What is required: Match the string "getPlansDetails" against each line below, and copy every line that matches.

Data for analysis:
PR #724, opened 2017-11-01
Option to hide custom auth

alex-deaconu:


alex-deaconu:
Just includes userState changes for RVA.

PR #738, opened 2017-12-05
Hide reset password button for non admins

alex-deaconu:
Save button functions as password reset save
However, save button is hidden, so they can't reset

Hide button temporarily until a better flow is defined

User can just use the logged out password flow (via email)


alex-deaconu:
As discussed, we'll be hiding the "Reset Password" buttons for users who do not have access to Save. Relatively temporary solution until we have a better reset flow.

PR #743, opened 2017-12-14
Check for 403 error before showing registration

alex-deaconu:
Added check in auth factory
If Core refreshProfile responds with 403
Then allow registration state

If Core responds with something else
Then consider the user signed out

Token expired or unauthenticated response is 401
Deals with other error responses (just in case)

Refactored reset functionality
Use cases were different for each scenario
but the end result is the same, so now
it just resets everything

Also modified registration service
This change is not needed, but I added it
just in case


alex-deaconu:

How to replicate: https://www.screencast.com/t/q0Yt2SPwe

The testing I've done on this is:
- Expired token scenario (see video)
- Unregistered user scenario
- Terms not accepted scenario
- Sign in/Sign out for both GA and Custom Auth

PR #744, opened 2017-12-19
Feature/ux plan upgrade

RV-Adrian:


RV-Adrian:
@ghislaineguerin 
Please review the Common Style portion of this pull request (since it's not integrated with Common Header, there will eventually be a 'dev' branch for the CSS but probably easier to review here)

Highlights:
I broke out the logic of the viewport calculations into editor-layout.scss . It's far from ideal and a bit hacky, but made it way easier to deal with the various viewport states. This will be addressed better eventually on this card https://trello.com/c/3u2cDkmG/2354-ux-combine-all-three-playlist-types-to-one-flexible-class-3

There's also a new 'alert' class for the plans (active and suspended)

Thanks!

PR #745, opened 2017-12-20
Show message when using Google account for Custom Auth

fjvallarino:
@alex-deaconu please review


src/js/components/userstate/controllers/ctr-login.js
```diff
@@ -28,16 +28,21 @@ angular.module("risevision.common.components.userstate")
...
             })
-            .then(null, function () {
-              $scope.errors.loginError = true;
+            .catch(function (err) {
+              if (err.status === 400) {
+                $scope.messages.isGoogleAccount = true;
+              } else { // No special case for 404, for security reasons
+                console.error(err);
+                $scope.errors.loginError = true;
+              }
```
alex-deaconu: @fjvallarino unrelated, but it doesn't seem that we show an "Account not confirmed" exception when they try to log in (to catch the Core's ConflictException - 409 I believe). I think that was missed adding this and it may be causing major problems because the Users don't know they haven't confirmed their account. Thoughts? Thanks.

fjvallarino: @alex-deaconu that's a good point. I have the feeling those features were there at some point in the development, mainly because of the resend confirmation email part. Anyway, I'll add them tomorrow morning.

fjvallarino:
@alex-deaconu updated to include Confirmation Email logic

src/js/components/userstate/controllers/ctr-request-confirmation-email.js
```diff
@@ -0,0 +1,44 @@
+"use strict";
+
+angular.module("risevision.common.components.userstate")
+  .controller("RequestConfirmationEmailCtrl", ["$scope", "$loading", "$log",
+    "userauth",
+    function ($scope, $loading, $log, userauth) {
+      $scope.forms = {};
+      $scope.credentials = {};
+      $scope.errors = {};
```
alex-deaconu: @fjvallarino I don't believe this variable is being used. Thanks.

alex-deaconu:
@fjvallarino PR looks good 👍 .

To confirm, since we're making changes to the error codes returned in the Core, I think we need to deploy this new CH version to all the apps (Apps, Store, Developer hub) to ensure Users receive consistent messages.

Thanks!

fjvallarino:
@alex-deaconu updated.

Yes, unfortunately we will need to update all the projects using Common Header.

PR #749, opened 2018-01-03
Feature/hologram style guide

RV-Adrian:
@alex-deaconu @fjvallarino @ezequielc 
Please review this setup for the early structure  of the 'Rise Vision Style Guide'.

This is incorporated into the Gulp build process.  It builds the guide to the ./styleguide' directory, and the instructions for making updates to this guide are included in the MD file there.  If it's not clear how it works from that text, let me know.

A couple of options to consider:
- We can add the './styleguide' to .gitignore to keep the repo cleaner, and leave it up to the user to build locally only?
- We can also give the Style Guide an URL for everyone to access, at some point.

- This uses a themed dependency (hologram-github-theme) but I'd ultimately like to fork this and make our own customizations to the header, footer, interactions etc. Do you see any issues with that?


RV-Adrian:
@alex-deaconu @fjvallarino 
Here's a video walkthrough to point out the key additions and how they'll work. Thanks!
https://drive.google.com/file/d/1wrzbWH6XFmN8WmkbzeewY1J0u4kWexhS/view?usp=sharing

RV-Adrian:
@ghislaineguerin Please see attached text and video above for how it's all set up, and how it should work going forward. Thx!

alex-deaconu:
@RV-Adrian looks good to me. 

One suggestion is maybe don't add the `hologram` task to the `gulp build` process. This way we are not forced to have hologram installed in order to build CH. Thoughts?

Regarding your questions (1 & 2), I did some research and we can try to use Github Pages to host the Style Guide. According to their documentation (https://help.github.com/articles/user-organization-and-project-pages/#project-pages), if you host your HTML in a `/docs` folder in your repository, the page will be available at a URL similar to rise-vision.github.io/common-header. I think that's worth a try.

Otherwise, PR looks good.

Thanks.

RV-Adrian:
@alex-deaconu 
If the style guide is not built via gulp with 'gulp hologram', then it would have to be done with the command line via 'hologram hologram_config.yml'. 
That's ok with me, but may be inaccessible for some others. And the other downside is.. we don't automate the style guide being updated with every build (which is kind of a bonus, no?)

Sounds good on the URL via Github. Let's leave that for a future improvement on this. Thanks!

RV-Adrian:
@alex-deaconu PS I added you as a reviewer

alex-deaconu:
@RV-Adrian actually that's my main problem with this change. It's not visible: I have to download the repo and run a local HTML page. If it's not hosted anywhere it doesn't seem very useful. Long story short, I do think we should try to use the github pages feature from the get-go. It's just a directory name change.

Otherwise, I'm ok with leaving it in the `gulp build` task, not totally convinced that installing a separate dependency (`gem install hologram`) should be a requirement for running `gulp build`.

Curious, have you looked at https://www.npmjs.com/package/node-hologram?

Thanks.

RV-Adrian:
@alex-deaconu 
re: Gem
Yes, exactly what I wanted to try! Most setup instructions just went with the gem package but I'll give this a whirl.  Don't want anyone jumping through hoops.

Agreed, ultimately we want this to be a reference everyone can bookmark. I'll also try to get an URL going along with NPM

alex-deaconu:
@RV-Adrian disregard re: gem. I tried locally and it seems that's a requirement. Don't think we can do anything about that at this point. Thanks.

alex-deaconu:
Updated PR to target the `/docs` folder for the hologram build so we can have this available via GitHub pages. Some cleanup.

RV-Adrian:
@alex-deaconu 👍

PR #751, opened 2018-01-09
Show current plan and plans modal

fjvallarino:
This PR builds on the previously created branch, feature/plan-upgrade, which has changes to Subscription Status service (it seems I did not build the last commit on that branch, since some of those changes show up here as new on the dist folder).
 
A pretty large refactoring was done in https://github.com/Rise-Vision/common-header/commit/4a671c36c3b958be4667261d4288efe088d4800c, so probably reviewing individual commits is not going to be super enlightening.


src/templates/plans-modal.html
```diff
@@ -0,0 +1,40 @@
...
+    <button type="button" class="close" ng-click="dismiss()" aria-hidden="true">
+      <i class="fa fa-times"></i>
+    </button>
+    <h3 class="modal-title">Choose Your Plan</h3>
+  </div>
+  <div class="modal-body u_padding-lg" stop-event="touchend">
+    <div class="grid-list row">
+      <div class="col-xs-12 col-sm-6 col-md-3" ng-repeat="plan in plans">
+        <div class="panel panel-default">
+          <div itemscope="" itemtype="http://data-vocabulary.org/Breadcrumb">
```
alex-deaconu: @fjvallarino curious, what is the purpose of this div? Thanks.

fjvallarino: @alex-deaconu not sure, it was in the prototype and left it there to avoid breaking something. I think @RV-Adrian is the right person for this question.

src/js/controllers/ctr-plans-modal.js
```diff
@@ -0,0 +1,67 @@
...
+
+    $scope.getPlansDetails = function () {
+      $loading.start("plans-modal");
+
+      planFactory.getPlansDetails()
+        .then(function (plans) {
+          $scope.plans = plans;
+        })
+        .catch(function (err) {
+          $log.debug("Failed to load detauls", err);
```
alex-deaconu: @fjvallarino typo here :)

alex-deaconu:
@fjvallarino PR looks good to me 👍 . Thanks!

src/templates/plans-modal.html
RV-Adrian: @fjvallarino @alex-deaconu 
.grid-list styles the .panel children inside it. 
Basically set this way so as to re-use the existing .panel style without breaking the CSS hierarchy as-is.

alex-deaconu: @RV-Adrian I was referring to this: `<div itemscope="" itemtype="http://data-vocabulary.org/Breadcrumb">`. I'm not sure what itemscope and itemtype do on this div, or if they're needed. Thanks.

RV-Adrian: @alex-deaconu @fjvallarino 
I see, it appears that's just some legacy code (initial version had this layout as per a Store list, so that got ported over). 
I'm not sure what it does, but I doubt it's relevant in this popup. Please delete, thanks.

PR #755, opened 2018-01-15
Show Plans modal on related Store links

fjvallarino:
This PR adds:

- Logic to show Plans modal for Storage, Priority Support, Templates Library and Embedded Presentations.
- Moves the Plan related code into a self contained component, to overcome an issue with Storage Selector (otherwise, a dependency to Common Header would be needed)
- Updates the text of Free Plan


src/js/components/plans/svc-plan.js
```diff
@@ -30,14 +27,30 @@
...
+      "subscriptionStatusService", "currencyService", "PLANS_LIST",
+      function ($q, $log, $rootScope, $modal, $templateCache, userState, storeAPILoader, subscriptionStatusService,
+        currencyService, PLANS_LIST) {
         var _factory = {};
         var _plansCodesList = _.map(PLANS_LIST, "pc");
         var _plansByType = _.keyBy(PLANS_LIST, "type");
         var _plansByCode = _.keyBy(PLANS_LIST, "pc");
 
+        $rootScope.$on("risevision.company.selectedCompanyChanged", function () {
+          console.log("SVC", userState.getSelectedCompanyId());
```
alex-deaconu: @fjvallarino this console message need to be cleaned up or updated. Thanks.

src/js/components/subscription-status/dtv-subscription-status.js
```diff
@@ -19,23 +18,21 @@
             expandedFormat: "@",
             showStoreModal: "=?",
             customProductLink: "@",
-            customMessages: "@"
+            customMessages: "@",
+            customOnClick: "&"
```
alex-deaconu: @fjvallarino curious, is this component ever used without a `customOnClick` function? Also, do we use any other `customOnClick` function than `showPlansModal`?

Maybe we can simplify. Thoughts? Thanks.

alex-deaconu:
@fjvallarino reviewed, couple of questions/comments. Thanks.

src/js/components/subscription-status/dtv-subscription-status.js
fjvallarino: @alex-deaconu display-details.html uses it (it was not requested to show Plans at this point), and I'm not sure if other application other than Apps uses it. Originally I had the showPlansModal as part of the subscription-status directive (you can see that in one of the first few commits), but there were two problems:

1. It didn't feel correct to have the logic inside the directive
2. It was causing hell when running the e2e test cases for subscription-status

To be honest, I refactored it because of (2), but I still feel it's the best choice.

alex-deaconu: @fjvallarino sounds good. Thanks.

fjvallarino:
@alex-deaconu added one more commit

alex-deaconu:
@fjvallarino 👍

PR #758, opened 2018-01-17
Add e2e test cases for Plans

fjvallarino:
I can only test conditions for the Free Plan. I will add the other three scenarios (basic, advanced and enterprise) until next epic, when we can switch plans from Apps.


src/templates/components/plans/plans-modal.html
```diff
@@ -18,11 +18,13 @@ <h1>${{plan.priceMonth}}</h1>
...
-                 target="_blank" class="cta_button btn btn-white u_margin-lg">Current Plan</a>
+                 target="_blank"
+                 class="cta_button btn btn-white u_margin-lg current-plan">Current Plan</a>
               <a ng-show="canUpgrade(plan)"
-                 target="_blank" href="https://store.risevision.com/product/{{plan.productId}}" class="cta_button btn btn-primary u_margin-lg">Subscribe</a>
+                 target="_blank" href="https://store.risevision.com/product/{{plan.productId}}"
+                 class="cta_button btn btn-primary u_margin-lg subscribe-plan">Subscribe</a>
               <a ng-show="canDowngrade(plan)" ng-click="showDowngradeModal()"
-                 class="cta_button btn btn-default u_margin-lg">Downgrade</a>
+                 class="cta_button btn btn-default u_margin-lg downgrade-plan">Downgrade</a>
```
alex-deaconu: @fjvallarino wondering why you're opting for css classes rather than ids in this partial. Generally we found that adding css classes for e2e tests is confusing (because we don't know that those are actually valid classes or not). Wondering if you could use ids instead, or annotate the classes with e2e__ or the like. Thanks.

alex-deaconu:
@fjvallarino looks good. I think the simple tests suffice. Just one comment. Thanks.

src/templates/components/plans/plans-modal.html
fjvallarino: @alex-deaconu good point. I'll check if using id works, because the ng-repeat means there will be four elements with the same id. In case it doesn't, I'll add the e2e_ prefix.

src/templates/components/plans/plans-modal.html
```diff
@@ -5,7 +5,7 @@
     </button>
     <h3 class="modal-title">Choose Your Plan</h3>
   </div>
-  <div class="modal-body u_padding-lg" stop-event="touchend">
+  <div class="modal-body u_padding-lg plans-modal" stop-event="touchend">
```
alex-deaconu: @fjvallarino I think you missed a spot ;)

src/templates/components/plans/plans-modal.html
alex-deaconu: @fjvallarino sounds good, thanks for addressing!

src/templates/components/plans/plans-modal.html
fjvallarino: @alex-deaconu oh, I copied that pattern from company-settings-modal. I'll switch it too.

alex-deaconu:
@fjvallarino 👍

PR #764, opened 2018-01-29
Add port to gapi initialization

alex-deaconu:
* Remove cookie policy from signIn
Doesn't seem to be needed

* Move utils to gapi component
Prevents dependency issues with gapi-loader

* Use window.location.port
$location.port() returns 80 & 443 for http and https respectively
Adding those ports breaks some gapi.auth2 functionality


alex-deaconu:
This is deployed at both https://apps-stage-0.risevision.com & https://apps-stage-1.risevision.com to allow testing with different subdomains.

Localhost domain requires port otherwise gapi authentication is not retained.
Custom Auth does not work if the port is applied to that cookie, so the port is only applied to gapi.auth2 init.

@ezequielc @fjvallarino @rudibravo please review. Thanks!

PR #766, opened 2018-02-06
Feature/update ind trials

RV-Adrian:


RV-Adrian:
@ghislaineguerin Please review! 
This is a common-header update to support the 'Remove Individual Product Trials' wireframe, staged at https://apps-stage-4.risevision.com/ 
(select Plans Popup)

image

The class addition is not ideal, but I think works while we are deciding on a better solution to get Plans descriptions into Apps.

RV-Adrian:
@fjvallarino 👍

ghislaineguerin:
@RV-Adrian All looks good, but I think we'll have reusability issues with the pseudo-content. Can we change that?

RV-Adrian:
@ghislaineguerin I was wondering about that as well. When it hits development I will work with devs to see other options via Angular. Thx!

Expected answer:
+    $scope.getPlansDetails = function () {
+      planFactory.getPlansDetails()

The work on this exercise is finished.